Even so, I use this conventional nonsense here to get a sense of how a conventional stock analyst might treat a separate DevCo.
 
Thinking a little bit more about value creation,.........

Doesn't change the fact that 2/3 of their fanciful retained value calculation occurs in PPA years 20 to 30, AFTER the contract has expired. Seeking Alpha reports solarcity has change in PPA terms to "Auto Renewal", and says:

"Note that the auto renewal clause is likely intended for busy customers who may forget to cancel or seniors and other sensitive groups who may not comprehend contractual obligations. This "snooze you lose" clause sticks the hapless customers with an additional year on the contract term if they do not cancel the contract at least 30 days prior to termination."

http://seekingalpha.com/article/3368805-solarcity-earnings-will-the-company-disclosures-get-any-better-this-quarter



 
Doesn't change the fact that 2/3 of their fanciful retained value calculation occurs in PPA years 20 to 30, AFTER the contract has expired. Seeking Alpha reports solarcity has change in PPA terms to "Auto Renewal", and says:

"Note that the auto renewal clause is likely intended for busy customers who may forget to cancel or seniors and other sensitive groups who may not comprehend contractual obligations. This "snooze you lose" clause sticks the hapless customers with an additional year on the contract term if they do not cancel the contract at least 30 days prior to termination."

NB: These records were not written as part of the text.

Issue #6475, opened 2020-01-06
Publish AppImage


jrop:
It would be convenient if Fish published an [AppImage](https://appimage.org/) along with its other release artifacts.

My use-case for such a thing: It would be very useful to be able to curl an AppImage on a system that I do not have administrative access over, and start using fish-shell even there.  The workflow looks like:

```
curl -LO <..>/fish.AppImage
chmod +x fish.AppImage
./fish.AppImage
... fish starts ...
```

If there is any interest in this, I can investigate putting together a PR that would build an AppImage.

faho:
Okay, most of this is already in place and I managed to make an appimage in ~10 minutes.

The gist of it is:

- You need a .desktop file and an icon, and the "linuxdeploy" program is quite strict about both. The categories have to be right and everything

- You build fish like normal, but with CMAKE_INSTALL_PREFIX=/usr *explicitly*, then you install with DESTDIR=tempdir

- Then you run `linuxdeploy`, in my case `./linuxdeploy-x86_64.AppImage --appdir tempdir --executable tempdir/usr/bin/fish --output appimage`

This pulls in all the libraries etc against which fish has been built and puts it into a squashfs that then forms the appimage. The resulting file is 30-50mb in size (I've seen both, dunno why exactly?) and can be executed immediately.

It seems to pick up the config and such? It's not sandboxed, but $__fish_sysconf_dir and similar are set to something like "/tmp/.mount_fish-3ds1GPr/usr/etc/fish".

Doing `ldd /tmp/.mount_fish-3yvgdVf/usr/bin/fish` reveals that it's copied over libncursesw.so.6 and libpcre2-32.so.0, but not libstdc++ or libc. I'm not entirely sure how wise that is or how well that works.

Overall it seems quite simple to do, but I'm not sure how well it really works and if we want to add yet another item onto the release todo list.

jrop:
@faho Thanks for being so responsive.

Regarding exactly _what_ makes it into the app image, perhaps it would be helpful to reference what NeoVim does.  I have not opened up their AppImage, but it may be telling of what a good strategy is.  Periodically I have found their AppImage useful.

> and if we want to add yet another item onto the release todo list.

Perhaps the following is better suited to another ticket, but is this not something that could be automatically delegated to CI/CD?  Are releases cut manually at the moment?  These are all things I would potentially be willing to create PRs for.

zanchey:
[...]

PR #10269, opened 2024-01-27
Remove (n)curses dependency

faho:
## Description

Note: This PR is an exploration. It's to show that this is possible and to see if it would be workable across a variety of systems.

Here's what this does:

It replaces our (very few) uses of curses the C library with the [rust-terminfo](https://github.com/meh/rust-terminfo) crate, which reads the terminfo database on its own.

That means we no longer link against curses, we don't need to *find* curses, which simplifies the build quite a bit.

It also removes quite a bit of C-interoperability gunk - there is no more "cur_term" pointer that can be null and needs to be released or we get a memory leak. It also removes the pain of "what argument does tputs take" because there no longer *is* a tputs.

Some open questions:

- [ ] The default search path for terminfo does not include /usr/local/share/terminfo, where FreeBSD would place it. I have hacked the tests to set $TERMINFO_DIRS and opened https://github.com/meh/rust-terminfo/pull/40.
- [ ] I have replaced "tputs" with `write(tparm(foo))` - tputs did some weird locking around its output and required a function pointer and it was all a bit messy. Was there an actual reason for that?
- [ ] This requires a "non-hashed" terminfo database, meaning there is apparently a way to build (n)curses so it can't read it. I have never seen systems like that. On FreeBSD you install terminfo-db and it's done
- [ ] Are there any systems that do not have terminfo *at all*? I have not found any so far, FreeBSD 14 defaults to using terminfo (from [the release notes](https://www.freebsd.org/releases/14.0R/relnotes/): "The[ ncurses(3X)](https://man.freebsd.org/cgi/man.cgi?query=ncurses&sektion=3X&format=html) library is now able to use[ terminfo(5)](https://man.freebsd.org/cgi/man.cgi?query=terminfo&sektion=5&format=html) as well as[ termcap(5)](https://man.freebsd.org/cgi/man.cgi?query=termcap&sektion=5&format=html), and uses terminfo preferentially") and FreeBSD 13 also has it available

## TODOs:


faho:
One possibility of making fish work on awkward systems without a working terminfo is to hard-code a fallback Term object, which could even just include the values of xterm-256color we use.

faho:
FreeBSD generally works, and the PR to add the standard directory has been accepted.

NetBSD has its own format, stored in /usr/share/misc/terminfo.cdb, which `file` calls a "NetBSD Constant Database, version 1, for 'NetBSD terminfo'".

You *can* install ncurses via `pkgin install ncurses`, and find the database for that in /usr/pkg/share/terminfo. Running fish with `TERMINFO_DIRS=/usr/pkg/share/terminfo fish` works.

n1000:
I tried this branch out on OpenBSD 7.4 as well, it seemed to work fine there also (at least I did not notice any obvious issue). I had to additionally bump the libc crate version up to 0.2.152 to bring in some missing libc posix_spawn* declarations.

meowcoder:
Can't compile without `libncurses-dev` installed, can't find `term.h`. 
Had to remove the include line from `libc.c` to fix this.

mqudsi:
I am against replacing a package literally available everywhere (curses) with dependencies that might need to be manually installed (even if via the package manager) on various platforms. My FreeBSD installation has been upgraded from version to version since 2009 or so, is heavily abused, contains a ton of non-portable stuff, and yet still doesn't have `terminfo-db` installed.

faho:
> dependencies that might need to be manually installed (even if via the package manager) on various platforms

Keep in mind that most people would either already have it installed or just get them with the fish package.

So it's only those that are on a platform where this isn't already the default *and* decide to install fish outside of their distro package. And for those people, it's an 800K download.

Of course I recognize that it will hit you personally because you'll want to compile fish yourself, but even then you'll just have to install a package. (unfortunately FreeBSD 14's ncurses will *prefer* a terminfo database if it's available, but it isn't a dependency)

In return we get an easier build with some pretty gnarly interoperability code removed. That trade-off sounds attractive to me.

faho:
I'm also absolutely not above just including a few terminfo entries ourselves.

This already includes xterm-256color, which should be the most widely used single entry. If we added ~10 more we could probably get it so most people never actually need their terminfo database. E.g. my fresh FreeBSD VM apparently defaults to TERM=xterm.

And it's not like these things change constantly - and if they do, you'll get terminals like alacritty shipping their own, which this also just picks up.

mqudsi:
For what it's worth, I've read more about it and `terminfo-db` was introduced in FreeBSD 13 (con: if we depend on it, we will be permanently icing out FreeBSD 12 and below users, [which just hit EOL](https://endoflife.date/freebsd)) and currently is built from the ncurses sources (it's a build dependency). But the plan is to invert the dependency tree in FreeBSD 14 so that `ncurses` depends on `terminfo-db`, which means it'll basically be installed everywhere by default in that case.

In light of this, I take back a good part of my resistance to this change, though I continue to have concerns about the availability of terminfo on non-mainstream platforms (where curses is almost always available).

faho:
> We could use terminfo and fall back to termcap.

I am not opposed to adding termcap, but only if that is ever used.

I have looked, and so far I have not found a single platform that isn't EOL that doesn't ship a readable terminfo database as a package but has a termcap database.

- NetBSD has a terminfo database by default, but in a separate format. ncurses terminfo is available as a package. 
  It does not have a separate termcap database (see https://man.netbsd.org/termcap.5, "the termcap database file is no longer shipped with NetBSD" - the page is from 2012)
- FreeBSD 14 will include ncurses terminfo, it's available as a package in 13+.
- OpenBSD apparently ships terminfo according to https://github.com/fish-shell/fish-shell/pull/10269#issuecomment-1913463415
- Any linux distro I know has ncurses terminfo.
- macOS has terminfo
- Haiku [has an ncurses package](https://depot.haiku-os.org/#!/pkg/ncurses6/haikuports/haikuports_x86_64/6/3/-/-/2/x86_64?bcguid=bc224-IOCL)
- Illumos [appears to have terminfo](https://www.illumos.org/issues/10360)

Can you name a system that has termcap but doesn't have terminfo? What about one where you can't easily get terminfo as a package?

Because it seems to me like adding support for [NetBSD's terminfo format](https://man.netbsd.org/NetBSD-6.0/cdb.5) would help more than adding termcap.

> in the absence of terminfo, forward 2-char capabilities to termcap and return None for the rest

This part is easy, we already only use termcap names.

mqudsi:
I'm assuming where you say "terminfo" or "ncurses" in your last comment, you specifically mean a terminfo directory and not just terminfo via ncurses? 

I am surprised that the list is that comprehensive; FreeBSD *usually* isn't the last to bring in newer tech. But I just checked and even my dated Solaris 11 and OpenBSD 6.8 virtual machines have terminfo databases (at `/usr/share/lib/terminfo` and `/usr/share/terminfo`, respectively).

After thinking about it some, another option to would be to ship with our own "fallback terminfo db" containing just an entry for `xterm` and `xterm-256` and we would be ok even on platforms without terminfo support at all?

faho:
> I'm assuming where you say "terminfo" or "ncurses" in your last comment, you specifically mean a terminfo directory and not just terminfo via ncurses?

Yes. There is a "hashed database" format that ncurses introduced pretty late, which isn't used much from what I can see. I believe FreeBSD used to, but they have terminfo-db now.

OpenBSD explicitly dropped the hashed format in 2015.

rust-terminfo cannot "currently" read the hashed format.

(tbh I find this a pretty pointless optimization nowadays - reminds me of how fortune ships those ".dat" files to point to the actual fortunes, when it's 2MB of text and you can just read it directly)

> After thinking about it some, another option to would be to ship with our own "fallback terminfo db" containing just an entry for xterm and xterm-256 and we would be ok even on platforms without terminfo support at all?

https://github.com/fish-shell/fish-shell/pull/10269/commits/c845eb3f3c5be3d9ed1c2bf15765dadb45e0f90c adds xterm-256color, and uses it if all else fails.

We would probably want to use that if $TERM is xterm-256color and reading it from disk failed (and probably without an error message at all). If we want to make it semi-comprehensive we could add "xterm", "screen" and "tmux" plus their -256color variants.

faho:
Alright I added a test that compares the hardcoded xterm-256color I added (from my ncurses install) to the system's, and we see two differences:

1. macOS' is outdated. We know this, that's why we [hack around it](https://github.com/fish-shell/fish-shell/blob/263197dcb76fcc54a59a0838f48b9624332f25f9/src/env_dispatch.rs#L531-L559) to add italics and such.
2. FreeBSD's entry has backspace and delete swapped.

That latter one is annoying, but probably not fixable - it's a decades old confusion that terminals make configurable. So if we do want to add a fallback definition, we would have to live with this. (I don't believe `#cfg`ing it out really helps)

mqudsi:
Can you expand on this:

> FreeBSD's entry has backspace and delete swapped.

How does that contrast to the current behavior when retrieving the value from curses under FreeBSD?

faho:
> How does that contrast to the current behavior when retrieving the value from curses under FreeBSD?

Sorry, it's not delete-the-key, it's the ascii "DEL" character.  It's the backspace key and ctrl-backspace that are swapped, because one of them sends DEL and the other the "backspace" character. It only affects if `bind -k backspace` triggers for backspace or ctrl-backspace.

The good news is that we bind both the same in our bindings *because* this is a common confusion between terminals, so it's not a huge deal. It is also configurable in a lot of them (because of course it is), so you can't actually rely on terminfo to begin with.

----
<details><summary>The useless details</summary>

My archlinux system says "kbs=^?", i.e. ctrl-? (aka `\x7f`, aka "DEL")

The FreeBSD terminfo says "kbs=^H", i.e. ctrl-H

When I run unconfigured and unmodified actual xterm on my arch machine and press backspace I get ctrl-H, when I press ctrl-backspace I get ctrl-?.

That means fish_key_reader (reading from curses) locally on my linux machine says pressing actual backspace in xterm is `\b` and pressing ctrl-backspace is `-k backspace` and `\x7f`. Connecting to FreeBSD via ssh says backspace is `-k backspace` and `\b` and ctrl-backspace is `\x7f`.

In addition, gnome terminal, konsole and wezterm, all claiming to be xterm-256color (and I would guess much more popular than crusty old actual xterm), agree with arch's definition by default (as do the alacritty, kitty and tmux terminfos), so I get `-k backspace` for backspace and `\b` for ctrl-backspace locally.
</details>

faho:
Alright, I believe this is pretty successful.

It gets us around linking to (n)curses, which was always one of the more awkward parts of our build. Which also means it fixes #10316, and makes building any form of self-contained package like appimages easier (because including ncurses there was a crapshoot), see https://github.com/fish-shell/fish-shell/issues/6475#issuecomment-588296175. And it does that by making the code simpler (no more cur_term!) and making a nonexistent curses less of a problem.

The downside is that the BSD packages will have to depend on their terminfo database, because some of them don't install it by default - but even that will mostly work because xterm-256color is the single most common $TERM value.

So I would like to see if there is any appetite to merge this.

zanchey:
I think it's a good idea. rust-terminfo looks fine (supports home directory databases and `TERMINFO_DIRS`).

src/curses.rs
```diff
@@ -441,33 +366,42 @@ impl Term {
...
+            term.to_string()
+        } else if let Ok(name) = env::var("TERM") {
+            name
         } else {
-            sys::setupterm(core::ptr::null(), fd, &mut err)
-        }
-    };
+            return Err(x);
+        };
+        let mut path = PathBuf::from("/usr/pkg/share/terminfo");
```
krobelus, line 392: if this is a NetBSD-specific workaround then maybe enable it only there?
Also, maybe this should use `env!("PREFIX")` instead of hardcoding `/usr`?
The only place where we hardcode `/usr` is in the `DEFAULT_PATH` but PREFIX comes first there.

faho: > Also, maybe this should use env!("PREFIX") instead of hardcoding /usr?

This path is not dependent on where fish is installed, so using PREFIX would be wrong. I am unsure if pkgsrc can be set to use a different path, but this is the default one.

> if this is a NetBSD-specific workaround then maybe enable it only there?

This is the path used on NetBSD if you install from pkgsrc (the default package manager there), but pkgsrc itself can also be used on other platforms.

More than that, this is just one more path to search, if we find a valid terminfo entry there we should use it regardless of platform.

krobelus: ok that sounds fine. Would be nice to get rid of this workaround eventually

src/curses.rs
```diff
@@ -479,90 +413,116 @@ where
...
-            // Ignore the result of del_curterm() as the only documented error is that
-            // `cur_term` was already null.
-            let _ = sys::del_curterm(get_curterm());
-            let _ = sys::set_curterm(core::ptr::null());
-        }
-        *term = None;
-    }
+pub fn setup_fallback_term() -> Arc<Term> {
+    let mut global_term = TERM.lock().expect("Mutex poisoned!");
+    // These values extracted from xterm-256color from ncurses 6.4
```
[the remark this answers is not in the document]
faho: Note that we [already](https://github.com/fish-shell/fish-shell/pull/9026) try xterm-256color if $TERM could not be found.

What this changes is:

1. If TERM is xterm-256color and could not be found, we use our fallback xterm-256color, without an error message or trying the other fallbacks
2. If we can't find *any* of of $TERM or our fallback TERM values, we use xterm-256color. Before, we would go on without *any* terminfo, and a lot of things would just *break*.

Both of these would be a good idea even if we kept using curses.

They are, however, more helpful with the rest of this, because it is now a bit more likely that we don't get a terminfo database (because you need to install curses to build against it, and because curses would also read the hashed database or awkward locations for that database).

src/curses.rs
faho: We can, of course, also propose this [upstream](https://github.com/meh/rust-terminfo).

Unlike the FreeBSD path, I didn't because this one is a bit less generic and I wanted to see what looking up custom paths would look like, in case it turned out that we would have to add e.g. build options to add more search paths.

faho: Or propose a method to terminfo that allows passing a list of directories to search.

krobelus: `man terminfo` says that after checking `TERMINFO_DIRS` etc it does:

> •   Finally, ncurses searches these compiled-in locations:
>    •   a list of directories (no default value), and
>    •   the system terminfo directory, /usr/share/terminfo (the compiled-in default).

I guess "(no default value)" means it's platform specific and we have to reimplement that?

faho:
Good news about the hashed database:

- According to [Dickey's writeup of where ncurses is used](https://invisible-island.net/ncurses/ncurses.faq.html#what_platforms), nobody does anymore
- It apparently still depends on berkeley db, which is now AGPL and owned by Oracle, who stopped development in 2020. *Gentoo* has it [permanently disabled](https://gitweb.gentoo.org/repo/gentoo.git/tree/sys-libs/ncurses/ncurses-6.4_p20230401.ebuild#n225)

I do not believe we need to worry about that.

src/curses.rs
faho: I would assume that is referring to the [--with-terminfo-dirs](https://invisible-island.net/ncurses/INSTALL.html#option:with-terminfo-dirs) ncurses build option.

Technically, distributions *could* set that one, I doubt many do.

We already have checked a *bunch* of systems here, and we already have them covered.

faho: Note: Debian [uses --with-terminfo-dirs](https://salsa.debian.org/debian/ncurses/-/blob/b42033ffb63582d99294f1aea351e3dbcfa1e94c/debian/rules#L136), but to add "/etc/terminfo:/lib/terminfo:/usr/share/terminfo", all of which [are already checked by rust-terminfo](https://github.com/meh/rust-terminfo/blob/870327dd79beaecf50db09a15931d5ee1de2a24d/src/database.rs#L180-L182). Likewise [for fedora](https://src.fedoraproject.org/rpms/ncurses/blob/rawhide/f/ncurses.spec#_146). [NixOS](https://github.com/NixOS/nixpkgs/blob/bc79dc30fdf28f42fadea0a62529ee589b8e0824/pkgs/development/libraries/ncurses/default.nix#L50) adds "/run/current-system/sw/share/terminfo" (tho that seems to only compile it in for static binaries?).

----

I am inclined to merge this as-is, with the search path it has, and if anyone needs other paths we either add them or, worst case, add a build option to add more paths.

krobelus:
xterm everywhere sounds worth trying.
One problem with terminal databases is that inside SSH or containers they may not match the client terminal.
Assuming xterm could solve some of these problems. I'm not sure what if anything would get worse.

> I want away from this system. I want it to be replaced with something usable, and I want that to be a hell of a lot simpler.

Maybe `XTGETTCAP` which talks to the terminal directly.

faho:
> Maybe XTGETTCAP which talks to the terminal directly.

I don't like requiring a response. Especially over ssh that's not a great idea.

I want a system where most sequences are just *usable*. For most things we communicate to the terminal, we do not actually need a response, and we don't even need the terminal to *do* anything in particular. It just can't break and e.g. barf half the sequence onto the screen.

For example if we send the cursor shape or OSC-7 PWD we don't actually care if the terminal changes the cursor shape or does anything with the PWD.

And for any kind of query, a sufficiently terrible terminal can just barf the query instead of giving a response. And sufficiently terrible terminals unfortunately exist, so it isn't helpful.

What I want is a mode where the terminal just sets "$GOODTERM=1", and that means we can just use any OSC etc sequences and it will either support or ignore them. Unfortunately this requires terminal authors to talk to each other and come to an agreement and in our current reality I do not see that happening.

--------------

What I would do in practice is to simply downplay terminfo errors and fall back to our included xterm-256color without much fuss.

I would like to check where in practical use that one gets any big errors, and if we don't find anything remove the scary warnings.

http://seekingalpha.com/article/3368805-solarcity-earnings-will-the-company-disclosures-get-any-better-this-quarter




Ok that article was the pits. Here is the reality from that same article:

"If you are in compliance with your PPA, you have the option to renew your PPA for up to ten (10) years in two (2) five (5) year renewal periods. We will send you renewal forms three (3) months prior to the expiration of the Term, which forms shall set forth the new Monthly Payments due under the renewal PPA, based on our assessment of the then current fair market value of the System. If you want to renew, complete the renewal forms and return them to us at least one (1) month prior to the end of the PPA."

So they will send you everything and if you make no action then you get auto renewed for a year.

"
If you don't send us anything in writing after we send you the renewal forms, then this PPA shall renew for an additional one (1) year term at ten percent (10%) less than the then-current average rate charged by your local utility and shall continue to renew for one (1) year terms at the same rate as your first renewal until (NYSE:I) you give us notice at least thirty (30) days prior to a renewal term that you do not wish to renew; or (ii) we send you a notice terminating the PPA."

What is SolarCity supposed to do if you don't cancel or renew??